▶ [Extracted information]:
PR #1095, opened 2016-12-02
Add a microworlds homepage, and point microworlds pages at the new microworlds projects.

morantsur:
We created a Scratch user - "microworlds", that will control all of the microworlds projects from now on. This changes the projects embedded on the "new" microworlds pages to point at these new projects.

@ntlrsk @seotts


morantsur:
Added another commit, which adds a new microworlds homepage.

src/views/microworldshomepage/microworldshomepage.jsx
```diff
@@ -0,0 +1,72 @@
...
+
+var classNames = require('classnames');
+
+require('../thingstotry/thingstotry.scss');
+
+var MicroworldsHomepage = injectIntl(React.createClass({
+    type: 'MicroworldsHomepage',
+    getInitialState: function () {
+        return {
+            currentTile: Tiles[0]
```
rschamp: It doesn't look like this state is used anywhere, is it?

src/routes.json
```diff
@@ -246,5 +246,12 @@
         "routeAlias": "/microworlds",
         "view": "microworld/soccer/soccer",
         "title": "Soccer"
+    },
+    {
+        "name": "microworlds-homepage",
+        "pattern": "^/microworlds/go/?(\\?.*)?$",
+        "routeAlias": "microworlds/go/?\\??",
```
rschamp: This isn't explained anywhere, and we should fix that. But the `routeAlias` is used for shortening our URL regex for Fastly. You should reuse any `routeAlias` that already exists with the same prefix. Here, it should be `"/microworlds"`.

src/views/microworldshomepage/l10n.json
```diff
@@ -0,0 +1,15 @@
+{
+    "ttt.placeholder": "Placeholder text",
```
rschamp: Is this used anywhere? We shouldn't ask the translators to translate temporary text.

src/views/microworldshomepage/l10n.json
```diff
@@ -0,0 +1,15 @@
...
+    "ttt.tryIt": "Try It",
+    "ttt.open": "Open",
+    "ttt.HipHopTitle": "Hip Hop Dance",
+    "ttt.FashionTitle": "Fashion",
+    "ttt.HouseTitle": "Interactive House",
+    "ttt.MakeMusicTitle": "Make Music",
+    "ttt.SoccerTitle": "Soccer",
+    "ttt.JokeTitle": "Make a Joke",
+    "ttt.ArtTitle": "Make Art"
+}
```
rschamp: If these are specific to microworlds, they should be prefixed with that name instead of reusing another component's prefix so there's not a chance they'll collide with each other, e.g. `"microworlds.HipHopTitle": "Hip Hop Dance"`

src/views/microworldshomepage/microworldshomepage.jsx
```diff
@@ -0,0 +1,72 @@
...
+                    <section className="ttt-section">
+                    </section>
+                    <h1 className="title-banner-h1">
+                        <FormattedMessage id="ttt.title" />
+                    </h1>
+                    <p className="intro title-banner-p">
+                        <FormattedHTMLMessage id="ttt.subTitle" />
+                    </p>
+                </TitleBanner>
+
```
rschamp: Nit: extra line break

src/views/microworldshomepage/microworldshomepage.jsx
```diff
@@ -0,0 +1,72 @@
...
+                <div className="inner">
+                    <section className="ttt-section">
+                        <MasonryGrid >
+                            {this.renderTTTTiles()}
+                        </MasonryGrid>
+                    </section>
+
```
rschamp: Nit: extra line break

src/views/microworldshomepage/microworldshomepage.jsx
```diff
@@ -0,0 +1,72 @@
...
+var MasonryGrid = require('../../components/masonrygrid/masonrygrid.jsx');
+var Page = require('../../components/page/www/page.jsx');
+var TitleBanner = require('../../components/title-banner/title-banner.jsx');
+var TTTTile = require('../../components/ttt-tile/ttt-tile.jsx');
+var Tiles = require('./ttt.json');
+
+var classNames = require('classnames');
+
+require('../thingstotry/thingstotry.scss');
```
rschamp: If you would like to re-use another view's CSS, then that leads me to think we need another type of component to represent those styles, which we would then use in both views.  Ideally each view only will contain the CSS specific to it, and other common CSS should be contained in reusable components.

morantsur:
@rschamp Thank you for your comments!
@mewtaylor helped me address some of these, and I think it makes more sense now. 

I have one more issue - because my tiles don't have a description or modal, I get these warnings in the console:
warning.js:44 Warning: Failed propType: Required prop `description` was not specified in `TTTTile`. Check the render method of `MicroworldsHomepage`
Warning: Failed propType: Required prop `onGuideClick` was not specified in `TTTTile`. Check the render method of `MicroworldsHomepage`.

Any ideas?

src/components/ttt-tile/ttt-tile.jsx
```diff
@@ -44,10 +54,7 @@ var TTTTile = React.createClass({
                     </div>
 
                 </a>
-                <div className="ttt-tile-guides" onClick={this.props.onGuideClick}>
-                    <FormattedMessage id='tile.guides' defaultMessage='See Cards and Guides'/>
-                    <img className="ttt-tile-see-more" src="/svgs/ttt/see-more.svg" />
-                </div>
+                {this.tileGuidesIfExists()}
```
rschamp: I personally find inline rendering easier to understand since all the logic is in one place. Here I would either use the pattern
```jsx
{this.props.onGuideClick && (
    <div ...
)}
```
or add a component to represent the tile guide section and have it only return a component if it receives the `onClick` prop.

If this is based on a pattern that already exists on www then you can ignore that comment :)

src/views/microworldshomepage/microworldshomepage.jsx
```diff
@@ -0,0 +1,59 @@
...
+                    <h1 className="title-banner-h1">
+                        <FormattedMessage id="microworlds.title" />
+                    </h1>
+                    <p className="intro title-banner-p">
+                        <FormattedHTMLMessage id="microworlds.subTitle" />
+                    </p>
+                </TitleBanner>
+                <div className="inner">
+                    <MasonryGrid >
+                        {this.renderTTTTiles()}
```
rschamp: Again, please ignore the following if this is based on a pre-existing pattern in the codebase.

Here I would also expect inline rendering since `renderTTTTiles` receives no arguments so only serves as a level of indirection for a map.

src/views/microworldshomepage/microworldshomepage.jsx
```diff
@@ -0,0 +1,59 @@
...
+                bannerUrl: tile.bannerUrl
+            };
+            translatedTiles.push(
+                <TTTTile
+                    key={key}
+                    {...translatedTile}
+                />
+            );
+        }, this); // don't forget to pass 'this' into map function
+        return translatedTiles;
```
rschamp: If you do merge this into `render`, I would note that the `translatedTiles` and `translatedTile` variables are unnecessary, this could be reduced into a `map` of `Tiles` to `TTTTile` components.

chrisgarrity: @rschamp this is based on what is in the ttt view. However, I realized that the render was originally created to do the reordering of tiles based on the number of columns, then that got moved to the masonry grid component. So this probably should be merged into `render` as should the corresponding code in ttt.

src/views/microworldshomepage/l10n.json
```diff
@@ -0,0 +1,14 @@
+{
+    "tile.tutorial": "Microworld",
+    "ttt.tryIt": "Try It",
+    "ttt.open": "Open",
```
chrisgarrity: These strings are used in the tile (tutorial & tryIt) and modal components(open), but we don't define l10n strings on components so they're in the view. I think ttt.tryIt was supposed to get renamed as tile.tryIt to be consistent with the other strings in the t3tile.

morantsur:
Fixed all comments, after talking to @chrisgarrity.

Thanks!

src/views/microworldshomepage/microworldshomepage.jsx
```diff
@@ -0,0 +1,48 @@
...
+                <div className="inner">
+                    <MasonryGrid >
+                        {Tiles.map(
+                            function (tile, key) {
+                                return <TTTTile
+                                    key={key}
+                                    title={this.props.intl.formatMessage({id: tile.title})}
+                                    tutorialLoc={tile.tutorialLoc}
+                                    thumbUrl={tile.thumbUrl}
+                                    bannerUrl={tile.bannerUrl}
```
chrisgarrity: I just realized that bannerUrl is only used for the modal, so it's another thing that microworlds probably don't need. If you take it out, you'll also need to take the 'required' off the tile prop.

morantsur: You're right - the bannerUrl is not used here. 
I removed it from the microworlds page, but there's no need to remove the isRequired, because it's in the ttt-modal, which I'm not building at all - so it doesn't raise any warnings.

==

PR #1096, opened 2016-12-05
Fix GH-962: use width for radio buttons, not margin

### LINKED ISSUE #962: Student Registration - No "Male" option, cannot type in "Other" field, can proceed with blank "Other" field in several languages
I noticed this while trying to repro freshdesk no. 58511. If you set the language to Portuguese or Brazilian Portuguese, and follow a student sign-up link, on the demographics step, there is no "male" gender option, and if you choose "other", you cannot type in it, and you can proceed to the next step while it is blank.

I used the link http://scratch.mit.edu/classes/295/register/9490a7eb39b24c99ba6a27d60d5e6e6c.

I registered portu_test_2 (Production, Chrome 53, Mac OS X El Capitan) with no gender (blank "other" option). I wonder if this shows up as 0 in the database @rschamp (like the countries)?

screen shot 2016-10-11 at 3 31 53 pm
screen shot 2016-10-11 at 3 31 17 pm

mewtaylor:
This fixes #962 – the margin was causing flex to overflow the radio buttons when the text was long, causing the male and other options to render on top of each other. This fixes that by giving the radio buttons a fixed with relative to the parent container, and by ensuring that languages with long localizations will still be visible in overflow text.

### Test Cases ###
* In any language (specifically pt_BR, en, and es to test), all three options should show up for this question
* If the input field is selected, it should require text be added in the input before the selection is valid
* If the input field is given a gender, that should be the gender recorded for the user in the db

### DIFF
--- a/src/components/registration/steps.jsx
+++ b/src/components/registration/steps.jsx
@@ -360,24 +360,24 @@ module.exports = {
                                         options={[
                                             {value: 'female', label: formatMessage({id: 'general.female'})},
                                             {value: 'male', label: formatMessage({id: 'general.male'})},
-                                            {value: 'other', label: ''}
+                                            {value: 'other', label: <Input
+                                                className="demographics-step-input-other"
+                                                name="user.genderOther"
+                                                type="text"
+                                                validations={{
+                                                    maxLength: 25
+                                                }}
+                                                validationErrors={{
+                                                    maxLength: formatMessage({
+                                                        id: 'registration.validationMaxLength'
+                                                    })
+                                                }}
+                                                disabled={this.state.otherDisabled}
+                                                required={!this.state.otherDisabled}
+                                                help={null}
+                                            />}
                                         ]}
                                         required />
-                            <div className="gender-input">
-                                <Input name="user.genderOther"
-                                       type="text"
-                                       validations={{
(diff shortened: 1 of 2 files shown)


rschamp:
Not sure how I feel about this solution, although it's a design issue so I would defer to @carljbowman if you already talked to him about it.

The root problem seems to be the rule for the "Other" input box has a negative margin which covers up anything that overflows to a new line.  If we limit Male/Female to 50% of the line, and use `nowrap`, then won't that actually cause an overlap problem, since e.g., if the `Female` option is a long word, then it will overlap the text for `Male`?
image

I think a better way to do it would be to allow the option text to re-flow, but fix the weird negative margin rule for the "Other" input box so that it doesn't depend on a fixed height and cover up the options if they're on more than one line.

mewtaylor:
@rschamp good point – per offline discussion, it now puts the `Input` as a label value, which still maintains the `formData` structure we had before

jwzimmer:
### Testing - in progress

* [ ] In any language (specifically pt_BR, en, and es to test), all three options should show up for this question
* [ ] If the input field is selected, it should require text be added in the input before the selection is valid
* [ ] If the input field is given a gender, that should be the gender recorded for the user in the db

* * *

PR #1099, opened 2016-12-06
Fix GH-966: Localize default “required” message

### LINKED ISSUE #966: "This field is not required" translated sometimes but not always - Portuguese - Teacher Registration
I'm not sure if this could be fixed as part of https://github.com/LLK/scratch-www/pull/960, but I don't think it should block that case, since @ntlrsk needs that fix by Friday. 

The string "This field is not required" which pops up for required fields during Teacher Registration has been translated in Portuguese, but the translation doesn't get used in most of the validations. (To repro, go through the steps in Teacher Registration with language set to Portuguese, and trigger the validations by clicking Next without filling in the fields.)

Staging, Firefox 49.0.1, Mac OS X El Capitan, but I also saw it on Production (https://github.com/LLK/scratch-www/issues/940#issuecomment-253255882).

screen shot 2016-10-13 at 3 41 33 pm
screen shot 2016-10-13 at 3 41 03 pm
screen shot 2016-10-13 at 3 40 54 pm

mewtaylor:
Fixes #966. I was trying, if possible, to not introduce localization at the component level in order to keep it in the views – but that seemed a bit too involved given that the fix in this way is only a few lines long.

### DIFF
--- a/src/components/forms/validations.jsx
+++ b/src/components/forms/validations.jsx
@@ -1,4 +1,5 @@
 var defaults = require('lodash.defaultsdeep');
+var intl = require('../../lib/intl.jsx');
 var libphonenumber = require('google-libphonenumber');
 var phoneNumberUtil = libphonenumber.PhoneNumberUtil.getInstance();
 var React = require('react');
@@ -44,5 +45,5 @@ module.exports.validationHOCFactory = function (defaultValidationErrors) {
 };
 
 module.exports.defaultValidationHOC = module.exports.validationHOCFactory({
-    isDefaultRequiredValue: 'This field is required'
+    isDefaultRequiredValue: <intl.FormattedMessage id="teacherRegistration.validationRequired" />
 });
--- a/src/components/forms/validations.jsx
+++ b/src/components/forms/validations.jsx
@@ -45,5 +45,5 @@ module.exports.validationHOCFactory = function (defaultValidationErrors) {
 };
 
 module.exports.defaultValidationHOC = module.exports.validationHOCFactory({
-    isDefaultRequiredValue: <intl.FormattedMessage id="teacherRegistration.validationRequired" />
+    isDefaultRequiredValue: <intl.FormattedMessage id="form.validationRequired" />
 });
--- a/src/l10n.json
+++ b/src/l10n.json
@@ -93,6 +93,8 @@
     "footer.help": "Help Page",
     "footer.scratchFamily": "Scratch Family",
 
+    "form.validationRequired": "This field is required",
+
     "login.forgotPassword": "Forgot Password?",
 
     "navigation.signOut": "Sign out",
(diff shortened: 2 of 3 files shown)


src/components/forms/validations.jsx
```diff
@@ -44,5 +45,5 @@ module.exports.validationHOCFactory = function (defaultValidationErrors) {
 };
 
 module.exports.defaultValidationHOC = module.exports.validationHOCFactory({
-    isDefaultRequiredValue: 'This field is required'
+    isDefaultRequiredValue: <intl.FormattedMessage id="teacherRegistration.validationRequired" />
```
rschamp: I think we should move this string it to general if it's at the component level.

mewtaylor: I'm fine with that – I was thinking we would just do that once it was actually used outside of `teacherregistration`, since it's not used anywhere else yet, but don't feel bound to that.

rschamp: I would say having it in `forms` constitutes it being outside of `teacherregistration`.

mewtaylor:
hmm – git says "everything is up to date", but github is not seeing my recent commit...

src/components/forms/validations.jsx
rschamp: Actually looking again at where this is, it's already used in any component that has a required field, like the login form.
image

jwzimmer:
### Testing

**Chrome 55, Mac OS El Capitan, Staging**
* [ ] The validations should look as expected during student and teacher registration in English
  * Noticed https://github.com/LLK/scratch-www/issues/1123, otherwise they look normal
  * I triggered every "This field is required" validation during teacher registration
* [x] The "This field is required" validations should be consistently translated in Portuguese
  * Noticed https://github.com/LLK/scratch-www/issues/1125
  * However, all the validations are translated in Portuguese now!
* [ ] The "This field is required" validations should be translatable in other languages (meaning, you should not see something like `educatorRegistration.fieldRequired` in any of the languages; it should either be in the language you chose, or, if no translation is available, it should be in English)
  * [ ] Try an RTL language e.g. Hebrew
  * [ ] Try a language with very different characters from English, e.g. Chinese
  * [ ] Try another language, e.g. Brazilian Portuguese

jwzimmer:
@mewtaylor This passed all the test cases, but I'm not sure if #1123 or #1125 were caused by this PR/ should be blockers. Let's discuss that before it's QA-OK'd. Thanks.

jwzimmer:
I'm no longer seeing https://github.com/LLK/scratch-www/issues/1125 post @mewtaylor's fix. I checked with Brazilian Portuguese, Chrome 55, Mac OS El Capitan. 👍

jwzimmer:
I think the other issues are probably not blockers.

▶ [Aim of the exercise]:
Here the job is to set down exactly the lines of the material above that fall between the one with "PR #1099, opened 2016-12-06" and the one with "I'm not sure if this", inclusive, and nothing beyond them.

▶ [Result of this task]:
PR #1099, opened 2016-12-06
Fix GH-966: Localize default “required” message

### LINKED ISSUE #966: "This field is not required" translated sometimes but not always - Portuguese - Teacher Registration
I'm not sure if this could be fixed as part of https://github.com/LLK/scratch-www/pull/960, but I don't think it should block that case, since @ntlrsk needs that fix by Friday. 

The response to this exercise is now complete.